**Data supplied:**
PR #115, opened 2025-01-22
add garden size estimate evaluation notebook

### LINKED ISSUE #114: Evaluate garden size estimates

crispy-wonton:
Fixes #114 

# Description

add garden size estimate evaluation notebook

# Instructions for Reviewer

to generate the notebook, ensure `jupytext` is installed and then run the following line in terminal:
`jupytext --to notebook asf_heat_pump_suitability/analysis/garden_size_estimates/20250106_evaluate_garden_size_estimates.py`

Please could you provide some feedback on this analysis. Namely:
- Do you think the selection criteria are appropriate and applied in the correct order?
- Have I accounted for the appropriate corrections to make this a fair analysis (e.g. applying weights, checking weights add to at least 0.9 etc.)
- Are there any suggestions you have to make the analysis more robust or accurate?
- Have the weights been applied correctly?
- Is there anything we should add to the analysis?

# Checklist:

- [ ] I have tested the code

### DIFF
--- a/asf_heat_pump_suitability/analysis/garden_size_estimates/20250106_evaluate_garden_size_estimates.py
+++ b/asf_heat_pump_suitability/analysis/garden_size_estimates/20250106_evaluate_garden_size_estimates.py
@@ -21,7 +21,7 @@ avg_gardens_df = garden_space_avg.generate_df_garden_space_avg()
 
 # %%
 gardens_df = pl.read_parquet(
-    "s3://asf-heat-pump-suitability/outputs/2023Q4/gardens/20250115_2023_Q4_EPC_garden_size_estimates_EWS_deduplicated.parquet"
+    "s3://asf-heat-pump-suitability/outputs/2023Q4/gardens/20250115_2023_Q4_EPC_garden_size_estimates_EWS_deduplicated_FOR_EVALUATION_ONLY.parquet"
 )
 
 # %%
--- a/asf_heat_pump_suitability/analysis/garden_size_estimates/20250106_evaluate_garden_size_estimates.py
+++ b/asf_heat_pump_suitability/analysis/garden_size_estimates/20250106_evaluate_garden_size_estimates.py
@@ -1,12 +1,23 @@
 # %%
 import polars as pl
 import numpy as np
+import logging
 import matplotlib.pyplot as plt
+from datetime import datetime
 from sklearn import metrics
+from asf_heat_pump_suitability.getters import base_getters
+from asf_heat_pump_suitability.utils import save_utils
 from asf_heat_pump_suitability.pipeline.prepare_features import (
     garden_space_avg,
     household_count,
 )
+
+# %%
+# PARAMS
+year = 2023
+q = 4
+interim_dir = "s3://asf-heat-pump-suitability/outputs/2023Q4/gardens/interim/"
+nations = "EWS"
 
 # %% [markdown]
 # ## Compare calculated garden size to avg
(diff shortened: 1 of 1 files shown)


asf_heat_pump_suitability/analysis/garden_size_estimates/20250106_evaluate_garden_size_estimates.py
```diff
@@ -0,0 +1,385 @@
...
+)
+
+# %% [markdown]
+# ### 5. Compare weighted results
+
+# %%
+# Filter to overall average garden size. We need to compare all property types to the total average to be able to use the weights
+total_avg_gardens_df = avg_gardens_df.filter(
+    pl.col("msoa_avg_outdoor_space_property_type") == "unknown"
+)
```
lizgzil: How come you didn't compare all the property types?

asf_heat_pump_suitability/analysis/garden_size_estimates/20250106_evaluate_garden_size_estimates.py
```diff
@@ -0,0 +1,385 @@
...
+gardens_df = gardens_df.join(
+    uprn_count, how="left", on="NATIONALCADASTRALREFERENCE"
+).join(cadastral_garden_size, how="left", on="NATIONALCADASTRALREFERENCE")
+
+# Divide shared gardens equally among UPRNs sharing gardens
+gardens_df = gardens_df.with_columns(
+    (pl.col("cadastral_garden_size_m2") / pl.col("UPRN_count")).alias(
+        "divided_garden_area_m2"
+    )
+)
```
lizgzil, line 91: I wasn't expecting these steps. I thought "garden_area_m2" was the estimation for each UPRN, so surprised "divided_garden_area_m2" needed to be calculated. Where have I misunderstood?

asf_heat_pump_suitability/analysis/garden_size_estimates/20250106_evaluate_garden_size_estimates.py
```diff
@@ -0,0 +1,385 @@
...
+
+# %%
+# Apply selection criteria
+epc_df = epc_df.filter(
+    pl.col("msoa_avg_outdoor_space_m2").is_not_null(),
+    pl.col("divided_garden_area_m2").is_not_null(),
+    pl.col("divided_garden_area_m2") > 0,
+    pl.col("divided_garden_area_m2") < pl.col("divided_garden_area_m2").quantile(0.99),
+    pl.col("weight").is_not_null(),
```
lizgzil, line 320: I can't remember why a weight would be null? Was it when the value was from a dummy property?

asf_heat_pump_suitability/analysis/garden_size_estimates/20250106_evaluate_garden_size_estimates.py
```diff
@@ -0,0 +1,385 @@
...
+# %%
+# Calculate mean estimates per MSOA
+results = epc_df.group_by(["msoa", "msoa_avg_outdoor_space_property_type"]).agg(
+    pl.col("divided_garden_area_m2").mean().alias("mean_divided_garden_area_m2"),
+    pl.col("divided_garden_area_m2").count().alias("n_properties"),
+    pl.col("msoa_avg_outdoor_space_m2").first(),
+)
+
+# Filter results to MSOAs with averages calculated from 15 or more properties
+results = results.filter(pl.col("n_properties") >= 15)
```
lizgzil, line 136: I think here and in the weighted results you could increase this threshold - perhaps set to the 0.1 quantile? (which I think is 51). or was there a reason to use 15?

lizgzil (commented):
Hey @crispy-wonton this looked good to me, and I thought the filtering steps made sense (and in the right order) - I commented on a few bits for clarification though.

asf_heat_pump_suitability/analysis/garden_size_estimates/20250106_evaluate_garden_size_estimates.py
crispy-wonton: This is a good question. The reason is:

For properties that get joined to the same garden (i.e. they share a garden, or at least outdoor space) we decided in a previous sprint review that we would assign all properties which share a garden the overall size of the garden. E.g. if 10 houses share a 100m2 garden, they will all be assigned 100m2 garden size. The logic was that if a building has the appropriate outdoor space, we consider that an apartment within the building has appropriate space in theory.

I had to conduct this extra division step which partitions the size equally among households. E.g. the 10 houses sharing a 100m2 garden will now each get assigned 10m2. I had to do this to avoid double counting gardens when calculating the average. This is flawed, because if there are apartments from the same building missing from the EPC dataset, we will overestimate the divided garden size. E.g. if we only have 5 of the 10 houses sharing the 100m2 garden in our dataset, they would get assigned 20m2 each instead of 10m2.

asf_heat_pump_suitability/analysis/garden_size_estimates/20250106_evaluate_garden_size_estimates.py
crispy-wonton: There wasn't a particular reason behind 15, I think, but we chose a deliberately low number to maximise the number of LSOAs that would be weighted.

For comparing with the average I think it makes sense to increase to 51. We can try it with the weighting as well but bear in mind we will end up with more unweighted LSOA scores.

asf_heat_pump_suitability/analysis/garden_size_estimates/20250106_evaluate_garden_size_estimates.py
crispy-wonton: Here I didn't compare for property types because the dataset is weighted on property type, so I didn't think I can use the weights whilst also filtering for property type because the weights for each property type will add to less than 1. I think this would mean the resulting weighted means would be weighted to the proportion of property type in the LSOA.

However, now I think about it again, I think I could multiply the weights by the number of households per LSOA and calculate the average that way. I will test it out.

asf_heat_pump_suitability/analysis/garden_size_estimates/20250106_evaluate_garden_size_estimates.py
crispy-wonton: Weight can be null if:
- The UPRN did not get matched to an LSOA/DZ code
- There was no census data found for the LSOA/DZ code
- The EPC record did not have the required datapoints for reweighting (property type, tenure, & build year [England and Wales only])

There should not be any dummy rows in the dataset we are using here.

asf_heat_pump_suitability/analysis/garden_size_estimates/20250106_evaluate_garden_size_estimates.py
```diff
@@ -17,11 +28,43 @@
...
+#
+# For this analysis, we have to conduct this extra division step which partitions the garden size equally among households who share a garden. E.g. the 10 houses sharing a 100m2 garden will now each get assigned 10m2. This is required to avoid double counting gardens when calculating the average and to make the resulting garden size estimates comparable to the ONS MSOA-level averages which are calculated by counting shared gardens once in their averages.
+#
+# A caveat of our deduplication here is that if there are apartments from the same building missing from the EPC dataset or missing from our garden size estimates (e.g. because they are missing valid UPRN or there are data gaps in the Microsoft buildings / INSPIRE land parcel datasets), we will overestimate the divided garden size. E.g. if we only have records for 5 of the 10 houses sharing the 100m2 garden in our dataset, they would get assigned 20m2 each instead of 10m2.
```
lizgzil, line 37: super useful to have this here!

lizgzil (approved):
Thanks @crispy-wonton - looks good!

PR #117, opened 2025-01-24
Set null protected areas in E and W to false

### LINKED ISSUE #116: Set `in_protected_area` to True or False (no none)
In `run_add_features.py` I noticed that "in_protected_area" can be True or None for England and Wales, but True or False for Scotland.

This means in `calculate_suitability.py` that the `not_in_protected_area_score` isn't working as it should for Nulls. An example of this is below (I'd expect the nulls should get a score of 1):

Image

I noticed this in investigating why Scotland seemed to have higher scores for HN's across the board - it seems like some of the LSOAs in England and Wales aren't getting the points for not being in a protected area.

Not sure where the best fix to this would be - in `generate_df_uprn_in_cons_area` maybe?

lizgzil:
Fixes #116 (description of why in issue description)

# Instructions for Reviewer

I found that all of England and Wales protected areas were either Null or True, so I think it is correct to set the Nulls to False, but perhaps I am missing something?

I ran 
```
python -i asf_heat_pump_suitability/pipeline/run_scripts/run_add_features.py --epc s3://asf-daps/lakehouse/processed/epc/old/deduplicated/processed_dedupl-0.parquet -y 2023 -q 4
```

to create `'s3://asf-heat-pump-suitability/outputs/2023Q4/20250204_2023_Q4_EPC_features.parquet'`

and then ran

```
python -i asf_heat_pump_suitability/pipeline/run_scripts/run_calculate_suitability.py --weights s3://asf-heat-pump-suitability/outputs/2023Q4/weights/20250102_2023_Q4_EPC_weights.parquet --features s3://asf-heat-pump-suitability/outputs/2023Q4/20250204_2023_Q4_EPC_features.parquet --gardens s3://asf-heat-pump-suitability/outputs/2023Q4/gardens/20250114_2023_Q4_EPC_garden_size_estimates_EWS_deduplicated.parquet -y 2023 -q 4
```

which saved to `s3://asf-heat-pump-suitability/outputs/2023Q4/suitability/20250206_2023_Q4_heat_pump_suitability_per_lsoa.csv`

### DIFF
--- a/asf_heat_pump_suitability/pipeline/prepare_features/protected_areas.py
+++ b/asf_heat_pump_suitability/pipeline/prepare_features/protected_areas.py
@@ -4,6 +4,7 @@ import numpy as np
 import polars as pl
 from asf_heat_pump_suitability import config
 from asf_heat_pump_suitability.getters import get_datasets
+from asf_heat_pump_suitability.pipeline.prepare_features import epc
 
 
 def load_transform_df_uprn_in_protected_area(gdf: gpd.GeoDataFrame) -> pl.DataFrame:
@@ -72,7 +73,7 @@ def generate_df_uprn_in_whs(
     Generate dataframe to flag UPRNs located within World Heritage Sites in Scotland.
 
     Args:
-        gdf (pl.DataFrame): dataframe with point geometries per UPRN in BNG
+        gdf (gpd.GeoDataFrame): dataframe with point geometries per UPRN in BNG
         country_col (str): column containing country names
 
     Returns:
@@ -84,7 +85,10 @@ def generate_df_uprn_in_whs(
     gdf = gdf.sjoin(whs_gdf, how="left", predicate="intersects").drop_duplicates(
         subset="UPRN"
     )
-    gdf["in_world_heritage_site_s"] = gdf["in_world_heritage_site_s"].fillna(False)
+    # Fill null with False if row has geometry, otherwise leave as null
+    gdf.loc[~gdf["geometry"].is_empty, "in_world_heritage_site_s"] = gdf.loc[
+        ~gdf["geometry"].is_empty, "in_world_heritage_site_s"
+    ].fillna(False)
 
     return pl.from_pandas(gdf[["UPRN", "in_world_heritage_site_s"]])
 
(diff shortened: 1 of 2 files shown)


asf_heat_pump_suitability/pipeline/run_scripts/run_add_features.py
```diff
@@ -151,6 +151,13 @@ def parse_arguments() -> argparse.Namespace:
         lad_cons_areas_df, how="left", left_on="lad_code", right_on="LAD23CD"
     )
 
+    epc_df = epc_df.with_columns(
+        pl.when(pl.col("lad_conservation_area_data_available_ew") == True)
```
crispy-wonton:
```suggestion
        pl.when((pl.col("lad_conservation_area_data_available_ew")) & pl.col("COUNTRY").is_in(["England", "Wales"]))
```
I just pushed a change to filter the LAD conservation area data availability results to England and Wales LADs only. Therefore, I'm not sure if we actually need what I've added above, but I think it does add some robustness to the pipeline.

asf_heat_pump_suitability/pipeline/prepare_features/protected_areas.py
crispy-wonton, line 1: I have made 2 corrections in this file, which I noticed when looking at the outputs of your change:

1. For Scottish EPC records, we were filling all records with `False` for `in_protected_area` if the UPRN does not get joined to a World Heritage Site. However, not all records have valid coordinates, which is required to determine whether or not they are in a WHS. Scottish EPC records without coordinates should therefore receive `null`, and only those with coordinates should receive `False` if they are not joined to a WHS.
2. The `generate_df_conservation_area_data_availability` was producing a flag for data availability for all nations in the UK, but it was only using conservation area data from England and Wales to create the flag. Therefore, NI and Scotland were receiving `False` flags (meaning conservation area data is not available) for all their LADs - simply because we haven't actually input any cons area data for them. I have therefore filtered the output to England and Wales LADs only. This should prevent confusion and also increase robustness of the pipeline.

Note: I did notice when i was updating the `generate_df_conservation_area_data_availability` that a single Scottish LSOA (`S12000026`) did have LAD conservation area data available, while all others were False. I think since it appears to be a true Scottish LAD and therefore under Scottish governance, we can safely filter it out and apply the World Heritage Site rule only, but just flagging in case you have different thoughts.

Please do check my logic is correct. Let me know if you have questions.

crispy-wonton (commented):
Your change looks good and I've tested it works. I've added a suggestion to your code snippet which should be redundant with additional changes I have pushed, but increases robustness.

I noticed when I was looking at the outputs of your updated code that we have erroneously assigned `False` to some Scottish properties for `in_protected_area` flag, and that our `generate_df_conservation_area_data_availability` function was misleadingly retaining NI and Scotland LADs even though we do not use conservation area data for them. I have pushed fixes for these to this branch for you to take a look at, as well as a more detailed explanation in my comment on the file.

lizgzil:
Good spotting and suggestions @crispy-wonton - I think these look good. I'll start running it!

**Exercise prompt:**
Search the data above for the string "looks". Report every line where it is found.

**Task output:**
Thanks @crispy-wonton - looks good!
Your change looks good and I've tested it works. I've added a suggestion to your code snippet which should be redundant with additional changes I have pushed, but increases robustness.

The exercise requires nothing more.